- Task directions -
Up to the line containing "registry.blobServer.redirect = true", nothing is kept; from that line through the end of the data below, output every line exactly.
━━━ Data section
PR #4329, opened 2024-04-18
add bounded concurrency for tag lookup and untag

microyahoo:
add concurrency limits for tag lookup and untag
    
Harbor is using the distribution for it's (harbor-registry) registry component.
    
The harbor GC will call into the registry to delete the manifest, which in turn then does a lookup for all tags that reference the deleted manifest.
To find the tag references, the registry will iterate every tag in the repository and read it's link file to check if it matches the deleted manifest (i.e. to see if uses the same sha256 digest). So, the more tags in repository, the worse the performance will be (as there will be more s3 API calls occurring for the tag directory lookups and tag file reads).
    
Therefore, we can use concurrent lookup and untag to optimize performance as described in https://github.com/goharbor/harbor/issues/12948.
    
P.S. This optimization was originally contributed by @Antiarchitect, now I would like to take it over.
Thanks @Antiarchitect's efforts with PR https://github.com/distribution/distribution/pull/3890.
    
### DIFF
--- a/registry/handlers/app.go
+++ b/registry/handlers/app.go
@@ -188,6 +188,21 @@ func NewApp(ctx context.Context, config *configuration.Configuration) *App {
 		}
 	}
 
+	// configure tag lookup concurrency limit
+	if p := config.Storage.TagParameters(); p != nil {
+		l, ok := p["concurrencylimit"]
+		if ok {
+			limit, ok := l.(int)
+			if !ok {
+				panic("tag lookup concurrency limit config key must have a integer value")
+			}
+			if limit < 0 {
+				panic("tag lookup concurrency limit should be a non-negative integer value")
+			}
+			options = append(options, storage.TagLookupConcurrencyLimit(limit))
+		}
+	}
+
 	// configure redirects
 	var redirectDisabled bool
 	if redirectConfig, ok := config.Storage["redirect"]; ok {
--- a/registry/handlers/manifests.go
+++ b/registry/handlers/manifests.go
@@ -6,6 +6,7 @@ import (
 	"mime"
 	"net/http"
 	"strings"
+	"sync"
 
 	"github.com/distribution/distribution/v3"
 	"github.com/distribution/distribution/v3/internal/dcontext"
@@ -13,11 +14,13 @@ import (
 	"github.com/distribution/distribution/v3/manifest/ocischema"
 	"github.com/distribution/distribution/v3/manifest/schema2"
 	"github.com/distribution/distribution/v3/registry/api/errcode"
+	"github.com/distribution/distribution/v3/registry/storage"
 	"github.com/distribution/distribution/v3/registry/storage/driver"
 	"github.com/distribution/reference"
 	"github.com/gorilla/handlers"
 	"github.com/opencontainers/go-digest"
 	v1 "github.com/opencontainers/image-spec/specs-go/v1"
+	"golang.org/x/sync/errgroup"
 )
 
 const (
@@ -481,12 +484,26 @@ func (imh *manifestHandler) DeleteManifest(w http.ResponseWriter, r *http.Reques
 		return
 	}
 
+	var (
+		errs []error
+		mu   sync.Mutex
+	)
+	g := errgroup.Group{}
+	g.SetLimit(storage.DefaultConcurrencyLimit)
 	for _, tag := range referencedTags {
-		if err := tagService.Untag(imh, tag); err != nil {
-			imh.Errors = append(imh.Errors, err)
-			return
-		}
+		tag := tag
+
+		g.Go(func() error {
+			if err := tagService.Untag(imh, tag); err != nil {
+				mu.Lock()
+				errs = append(errs, err)
+				mu.Unlock()
+			}
+			return nil
+		})
 	}
+	_ = g.Wait() // imh will record all errors, so ignore the error of Wait()
+	imh.Errors = errs
 
 	w.WriteHeader(http.StatusAccepted)
 }
--- a/registry/storage/registry.go
+++ b/registry/storage/registry.go
@@ -3,11 +3,16 @@ package storage
 import (
 	"context"
 	"regexp"
+	"runtime"
 
 	"github.com/distribution/distribution/v3"
 	"github.com/distribution/distribution/v3/registry/storage/cache"
 	storagedriver "github.com/distribution/distribution/v3/registry/storage/driver"
 	"github.com/distribution/reference"
+)
+
+var (
+	DefaultConcurrencyLimit = runtime.GOMAXPROCS(0)
 )
 
 // registry is the top-level implementation of Registry for use in the storage
@@ -18,6 +23,7 @@ type registry struct {
 	statter                      *blobStatter // global statter service.
 	blobDescriptorCacheProvider  cache.BlobDescriptorCacheProvider
 	deleteEnabled                bool
+	tagLookupConcurrencyLimit    int
 	resumableDigestEnabled       bool
 	blobDescriptorServiceFactory distribution.BlobDescriptorServiceFactory
 	manifestURLs                 manifestURLs
@@ -38,6 +44,13 @@ type RegistryOption func(*registry) error
 func EnableRedirect(registry *registry) error {
 	registry.blobServer.redirect = true
 	return nil
+}
+
+func TagLookupConcurrencyLimit(concurrencyLimit int) RegistryOption {
+	return func(registry *registry) error {
+		registry.tagLookupConcurrencyLimit = concurrencyLimit
+		return nil
+	}
 }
━━━━━━
- Your solution -
 	registry.blobServer.redirect = true
 	return nil
+}
+
+func TagLookupConcurrencyLimit(concurrencyLimit int) RegistryOption {
+	return func(registry *registry) error {
+		registry.tagLookupConcurrencyLimit = concurrencyLimit
+		return nil
+	}
 }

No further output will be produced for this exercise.